Reacting to the Monetary Policy Committee’s (MPC) revision of growth forecasts from 1.4% to 2%, fund managers such as Cavendish’s Paul Mumford said the figures are clear evidence the economy is holding up well following the referendum vote last June.
The new forecast is significantly higher than the 1.4% growth the bank first predicted in November 2016, and it has predicted further growth of 1.6% in 2018 and 1.7% in 2019.
Expectations for inflation have also been revised up, with weaker sterling and a boost in consumer prices expected to lead to “substantial increases” in inflation which could see it overshoot the bank’s 2% target.
Mumford said it “wouldn’t be a surprise” if inflation rose above the target level.
He said: “Today’s increased growth estimate for 2017 further demonstrates how the economy is holding up well following the Brexit vote.
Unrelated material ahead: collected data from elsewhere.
PR #3162, opened 2026-07-06
  feat: improve web installer node checks and disk configuration

yongchuanzhou:
### What type of PR is this?

/kind feature
/kind cleanup

This PR introduces node storage formatting, multipath blacklist configuration, and GPU/NPU device detection for KubeKey.

- **Storage formatting**: Adds the `native/storage` built-in role that formats block devices, creates optional partitions, manages LVM volume groups/logical volumes, creates filesystems, and persists mounts to `/etc/fstab`. Supports both the inventory standard format (`storage`) and the web installer format (`kubernetes.storage_disks`).
- **Multipath blacklist**: Adds the `native/multipath` built-in role that idempotently manages `/etc/multipath.conf` blacklist rules, backs up the existing config, validates with `multipath -t`, and reloads the `multipathd` service.
- **GPU/NPU detection**: Adds PCI device scanning via `lspci` and a configurable GPU vendor classification config. The detected GPU vendor is exposed in gathered host facts and can be used by downstream roles.

Per review feedback, the storage and multipath logic is implemented as built-in playbook `command`/`template` tasks rather than dedicated Go modules, keeping the module layer OS-decoupled. The PR also restores three framework conventions:
- `task_executor.go` determines module failure only from the returned `error`.
- `setup.go` records connector failures via stdout/stderr without propagating a hard error, because `setup` has no `ignore_errors` option.
- `pkg/variable/helper.go` injects default `localhost` into the `all` group.

The GPU vendor classification sample is shipped as documentation under `docs/en/reference/gpu_vendors.yaml` and `docs/zh/reference/gpu_vendors.yaml`; the runtime lookup path is `work_dir/gather_facts/gpu_vendors.yaml`.

Fixes #

```
- The storage role separates script generation (`template`) from execution (`command`) so the generated scripts are inspectable on the target host.
- Helper shell functions are duplicated between the two storage templates; sharing them is left for a follow-up refactor.
- The combination of the `setup.go` and `task_executor.go` conventions means connector failures in `setup` are recorded in stdout/stderr but not in the task-level Error field.
- No CRD or inventory schema changes are introduced; storage and multipath settings are runtime inventory variables.
```

```release-note
Added built-in support for node storage formatting and multipath blacklist configuration via the `native/storage` and `native/multipath` roles. Added GPU/NPU device detection during fact gathering with a configurable vendor classification config.

The runtime GPU vendor classification config is read from `work_dir/gather_facts/gpu_vendors.yaml`; a sample file is provided under `docs/en/reference/gpu_vendors.yaml` and `docs/zh/reference/gpu_vendors.yaml`.
```

```docs
- docs/en/reference/storage.md
- docs/zh/reference/storage.md
- docs/en/reference/gpu_vendors.yaml
- docs/zh/reference/gpu_vendors.yaml
```


pkg/modules/setup/setup.go
```diff
@@ -39,7 +39,7 @@ func ModuleSetup(ctx context.Context, opts internal.ExecOptions) (string, string
 	// get connector
 	conn, err := opts.GetConnector(ctx)
 	if err != nil {
-		return internal.StdoutFailed, internal.StderrGetConnector, nil
+		return internal.StdoutFailed, internal.StderrGetConnector, err
```
redscholar: During host_check, if any one node is unreachable, the information for all nodes fails to be retrieved. Consequently, the UI cannot distinguish between reachable and unreachable nodes.

builtin/core/roles/native/storage/tasks/main.yaml
```diff
@@ -0,0 +1,37 @@
+---
+- name: Storage | Configure multipath blacklist
+  when: .kubernetes.multipath.enabled | default false
```
redscholar: Does this task have a dependency on .storage or .kubernetes.storage_disks? From the current implementation, it seems this task is executed only if .storage or .kubernetes.storage_disks is configured and kubernetes.multipath.enabled is true.

builtin/core/roles/precheck/meta/main.yaml
```diff
@@ -29,6 +29,10 @@ dependencies:
     tags: ["network"]
     when: .inventory_hostname | ne "localhost"
 
+  - role: precheck/storage
+    tags: ["storage"]
+    when: or (.storage | empty | not) (.kubernetes.storage_disks | empty | not)
```
redscholar: The when conditions is not necessary.

cmd/kk/app/options/web.go
```diff
@@ -23,10 +24,26 @@ type KubeKeyWebOptions struct {
 	UIPath     string
 }
 
+// HostCheckPlaybookPath returns the host-check playbook path.
+func (o *KubeKeyWebOptions) HostCheckPlaybookPath() string {
+	hostCheckPlaybook := filepath.Join(filepath.Dir(o.SchemaPath), "host_check.yaml")
```
redscholar: host_check.yaml should not be placed in the schema path directory.

config/scanner/gpu_vendors.yaml
redscholar, line 1: The file can be placed in the binary directory instead of being hardcoded in the code.

pkg/connector/helper.go
```diff
@@ -19,9 +19,150 @@ package connector
...
+	"encoding/json"
 	"strings"
+
+	"github.com/cockroachdb/errors"
+	"k8s.io/klog/v2"
+
+	_const "github.com/kubesphere/kubekey/v4/pkg/const"
 )
 
+type commandRunner interface {
```
redscholar: There’s no need to introduce a new CommandRunner interface. We can use the existing Connector interface instead.

pkg/connector/ssh_connector.go
```diff
@@ -49,10 +49,35 @@ var defaultSSHPrivateKey string
...
 func init() {
 	if currentUser, err := user.Current(); err == nil {
-		defaultSSHPrivateKey = filepath.Join(currentUser.HomeDir, ".ssh/id_rsa")
-	} else {
-		defaultSSHPrivateKey = filepath.Join(defaultSSHUser, ".ssh/id_rsa")
+		defaultSSHPrivateKey = defaultPrivateKeyPath(currentUser.HomeDir)
+	}
+}
+
+func defaultPrivateKeyPath(homeDir string) string {
```
redscholar: Currently, only the first SSH private key file is being read. A more thorough fix would be to load all private key files for passwordless authentication.

pkg/connector/ssh_connector.go
```diff
@@ -434,10 +461,12 @@ func (c *sshConnector) getHostInfo(ctx context.Context) (map[string]any, error)
...
 
-	// persistence the hostInfo
-
-	return map[string]any{
+	hostInfo := map[string]any{
 		_const.VariableOS:      osVars,
 		_const.VariableProcess: procVars,
-	}, nil
+	}
+	enrichHostInfoWithBlockDevices(ctx, hostInfo, c)
```
redscholar: It would be better to keep the same format as above, for example:

```go
// block devices
blockdevicesVars, err := blockDevicesFromLsblk(ctx, run)
if err != nil {
	klog.V(4).InfoS("skip block device gathering", "error", err)
    return err
}
hostInfo := map[string]any {
    _const.VariableOS: osVars,
    _const.VariableProcess: procVars,
    _const.VariableBlockDevices: blockdevicesVars,
}
```

pkg/const/common.go
```diff
@@ -89,6 +119,15 @@ const ( // === From GatherFact ===
...
 	VariableProcessMemory = "memInfo"
+	// VariableBlockDevices the value is block device info gathered via lsblk.
+	VariableBlockDevices = "blockdevices"
+	// VariableGPU the value is GPU info gathered via lspci.
+	VariableGPU = "gpu"
+)
+
+const (
+	// GPUVendorConfigRelPath is the relative path to GPU vendor config under workdir.
+	GPUVendorConfigRelPath = "config/scanner/gpu_vendors.yaml"
```
redscholar: It should be placed in the workdir.go file.

pkg/modules/multipath_conf/multipath_conf.go
```diff
@@ -0,0 +1,186 @@
...
+	for _, value := range values {
+		trimmed := strings.TrimSpace(value)
+		if trimmed != "" {
+			result = append(result, trimmed)
+		}
+	}
+	return result
+}
+
+func buildScript(cfg item) string {
```
redscholar: It should not be tightly coupled with bash.

redscholar:
@gemini review

yongchuanzhou:
@gemini review

redscholar:
@gemini review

By the same token it further undermines the forecasts of doom we were hearing last year – one only hopes these estimates turn out to be a bit more accurate.
“It wouldn’t be a surprise if inflation ends up ticking higher than predicted. There are a number of incoming factors that look likely to put upwards pressure on inflation – the living wage, higher import costs as a result of Sterling’s fall, and a potential rise in the oil price to name a few. It is difficult to see what the counter-force will be to keep inflation at around the current level.”